PR #1643, opened 2024-01-19
Improve x86 intrinsics dependencies

phprus:
AVX512 includes AVX2, ..., SSE(N+1) includes SSE(N).
I have not seen any compilers that violate this chain of inclusions.

We can remove unnecessary checks.


Dead2:
Hmm, I think this looks good.

FYI, there is a plan for making it possible to compile for a minimum arch of for example `x86-64-v2` or `x86-64-v3`, where only the best of the optimized functions needed for that target is compiled in. (So no C fallback functions, and no SSE2 if SSSE3 exists, etc. But AVX512 is still there for better than minimum cpus.) That is why I moved all the C fallback functions to arch/generic, as a first step towards making those completely optional.
The intention is for distros that now target certain arches to be able to drop the code that will never be run in any case.
I think this PR helps clean up some of the requirements for that.

phprus:
@Dead2 

Maybe in this PR we should also remove checks for support for pre-AVX-512 intrinsics, since all supported compilers have these options?
GCC-8.3: https://gcc.gnu.org/onlinedocs/gcc-8.3.0/gcc/x86-Options.html
Clang-9: https://releases.llvm.org/9.0.0/tools/clang/docs/ClangCommandLineReference.html
MSVC: 
    https://learn.microsoft.com/en-us/cpp/build/reference/arch-x86
    https://learn.microsoft.com/en-us/cpp/build/reference/arch-x64


And drop support 32bit MacOS X?


The ``detect-intrinsics.cmake`` file has a comment:

> the pclmul code currently crashes on Mac in 32bit mode. Avoid for now.

that was added in 2017 (https://github.com/zlib-ng/zlib-ng/commit/d265bf7f4be7c6efe52dd719b3633260221f56b4)

Latest version supporting 32 bit applications - macOS Mojave (10.14).
macOS Mojave unsupported as of October 2021.
I can't even test for this issue, because i haven't mac with os prior to Catalina.

phprus:
@Dead2
Last 4 commits in branch https://github.com/phprus/zlib-ng/tree/arch-cond-cleanup

KungFuJesus:
So from what I could tell, the "WITH_*" macros for those intrinsics weren't so much as detecting if they were supported but were for compiling support for those functions.  E.g. you could turn one off if you wanted to.  In general you probably didn't want to, though, as some of them called the lesser variants for shorter widths.

phprus:
@KungFuJesus 
For example, to make build with SSE 4.2, but without SSE 2?
I don’t understand why that an build might be needed?

KungFuJesus:
I'm not saying it's a good idea to do so, but a possible motivating factor might be a smaller binary size. Honestly though that macro is guarding things which only _need_ SSE2 but have no greater SSE4 variants so it's already a bad idea to turn off SSE2 in that case.

KungFuJesus:
I doubt this change has any negative side effects but I'll test it tonight. I'm otherwise good with it at face value

KungFuJesus (approved):
No discernible changes with compilation with this.  I don't have a vpclmulqdq capable CPU to test that, and there's the always problematic "use native" being incompatible with build options, but I don't see anything here as an issue.

_Maybe_ with WITH_NATIVE_INSTRUCTIONS could make cmake only use native capabilities for the WITH_ options, but maybe that warrants a different PR.

phprus:
@KungFuJesus
I have one idea about implementing static function dispatching when using ``WITH_NATIVE_INSTRUCTIONS``:
~~https://github.com/phprus/zlib-ng/tree/functable-native~~
V2: https://github.com/phprus/zlib-ng/tree/functable-native-2

The last commit implements static dispatch using predefined compiler macros.

I plan to propose this changes a bit later after minor tweaks.

Dead2:
> @Dead2
> Maybe in this PR we should also remove checks for support for pre-AVX-512 intrinsics, since all supported compilers have these options? GCC-8.3: https://gcc.gnu.org/onlinedocs/gcc-8.3.0/gcc/x86-Options.html Clang-9: https://releases.llvm.org/9.0.0/tools/clang/docs/ClangCommandLineReference.html MSVC: https://learn.microsoft.com/en-us/cpp/build/reference/arch-x86 https://learn.microsoft.com/en-us/cpp/build/reference/arch-x64

I don't think it is a good idea to completely remove support for older compilers just because they are not actively supported anymore. There are for example binary distributors that do static compiles on older distros so that their binary can be run on pretty much all distros, both old and new. We still try to retain support for older compilers if we can.

But, compilers older than GCC 4.5 is probably few and far between, so I would be open to assuming the compiler supports up to sse4.2. Unless there are arguments against this of course.
But this should be a separate PR in any case.

> And drop support 32bit MacOS X?
> 
> The `detect-intrinsics.cmake` file has a comment:
> 
> > the pclmul code currently crashes on Mac in 32bit mode. Avoid for now.
> 
> that was added in 2017 ([d265bf7](https://github.com/zlib-ng/zlib-ng/commit/d265bf7f4be7c6efe52dd719b3633260221f56b4))
> 
> Latest version supporting 32 bit applications - macOS Mojave (10.14). macOS Mojave unsupported as of October 2021. I can't even test for this issue, because i haven't mac with os prior to Catalina.

Same as above, I don't think removing support is needed. It was released in 2018, so it is not really that old. I don't think anyone should still use that, but that is really none of my business, there will be users and corner-cases. And we don't really win anything by removing that support.

CMakeLists.txt
```diff
@@ -808,7 +808,7 @@ if(WITH_OPTIM)
         endif()
         if(WITH_SSSE3)
             check_ssse3_intrinsics()
-            if(HAVE_SSSE3_INTRIN)
+            if(HAVE_SSSE3_INTRIN AND WITH_SSE2)
```
Dead2, line 811: This fifth commit confuses me. It adds explicit dependencies that are now made redundant by one of the earlier commits [Fix x86 WITH_* options dependencies](https://github.com/zlib-ng/zlib-ng/pull/1643/commits/ccdaab5e09404732047f945fd1f03e242b615c26).

In this line, `WITH_SSE2` will always be true because `WITH_SSSE3` cannot be true without it.
The same kind of thing repeats for many of the changes in this commit.

I am confused, what is the rationale behind these changes?

phprus: ``cmake_dependent_option`` specifies dependencies for build options. We can request support for an instruction set that is not supported by the compiler.

This change defines dependencies for compiler-supported intrinsics. If the compiler does not support ``SSE2`` intrinsics, we disable ``SSSE3``.

See https://github.com/zlib-ng/zlib-ng/pull/1643/files#diff-1e7de1ae2d059d21e1dd75d5812d5a34b0222cef273b7c3a2af62eb747f9d20aR806

If the compiler does not support ``SSE2`` we set ``WITH_SSE2`` to ``OFF``.

Dead2: Then doesn't this `AND WITH_SSE2` check really belong two lines above, at line 809?
There is no reason to run `check_ssse3_intrinsics()` if its results always gets ignored because of the check on the next line.. I don't see any other reason to have the check where it is, unless you hope to add non-intrinsic SSSE3 support, but that would require ASM, and we try to avoid that.

phprus: Only for simplification.

My code (we need set ``WITH_SSSE3`` to ``OFF`` if ``WITH_SSE2`` is ``OFF`` or compiler not support ``SSSSE3``):

```cmake
        if(WITH_SSSE3)
            check_ssse3_intrinsics()
            if(HAVE_SSSE3_INTRIN AND WITH_SSE2)
                add_definitions(-DX86_SSSE3)
                set(SSSE3_SRCS ${ARCHDIR}/adler32_ssse3.c ${ARCHDIR}/chunkset_ssse3.c)
                add_feature_info(SSSE3_ADLER32 1 "Support SSSE3-accelerated adler32, using \"${SSSE3FLAG}\"")
                list(APPEND ZLIB_ARCH_SRCS ${SSSE3_SRCS})
                set_property(SOURCE ${SSSE3_SRCS} PROPERTY COMPILE_FLAGS "${SSSE3FLAG} ${NOLTOFLAG}")
            else()
                set(WITH_SSSE3 OFF)
            endif()
        endif()
```

Your suggestion:

```cmake
        if(WITH_SSSE3 AND WITH_SSE2)
            check_ssse3_intrinsics()
            if(HAVE_SSSE3_INTRIN)
                add_definitions(-DX86_SSSE3)
                set(SSSE3_SRCS ${ARCHDIR}/adler32_ssse3.c ${ARCHDIR}/chunkset_ssse3.c)
                add_feature_info(SSSE3_ADLER32 1 "Support SSSE3-accelerated adler32, using \"${SSSE3FLAG}\"")
                list(APPEND ZLIB_ARCH_SRCS ${SSSE3_SRCS})
                set_property(SOURCE ${SSSE3_SRCS} PROPERTY COMPILE_FLAGS "${SSSE3FLAG} ${NOLTOFLAG}")
            else()
                set(WITH_SSSE3 OFF)
            endif()
        else()
            set(WITH_SSSE3 OFF)
        endif()
```

Yes, ``check_ssse3_intrinsics`` will be called unnecessarily, but I think it simplifies the code.

Dead2: I understand, your suggestion makes it more clear what kind of instruction set the if block is about.
That could also be done by adding a comment on the same line or the line above, but I am ok with this solution.

Dead2 (approved):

◆ WORK TO BE COMPLETED:
Search the data for "about". Copy each line that has it.

◆ SOLUTION BELOW:
I have one idea about implementing static function dispatching when using ``WITH_NATIVE_INSTRUCTIONS``:
Dead2: I understand, your suggestion makes it more clear what kind of instruction set the if block is about.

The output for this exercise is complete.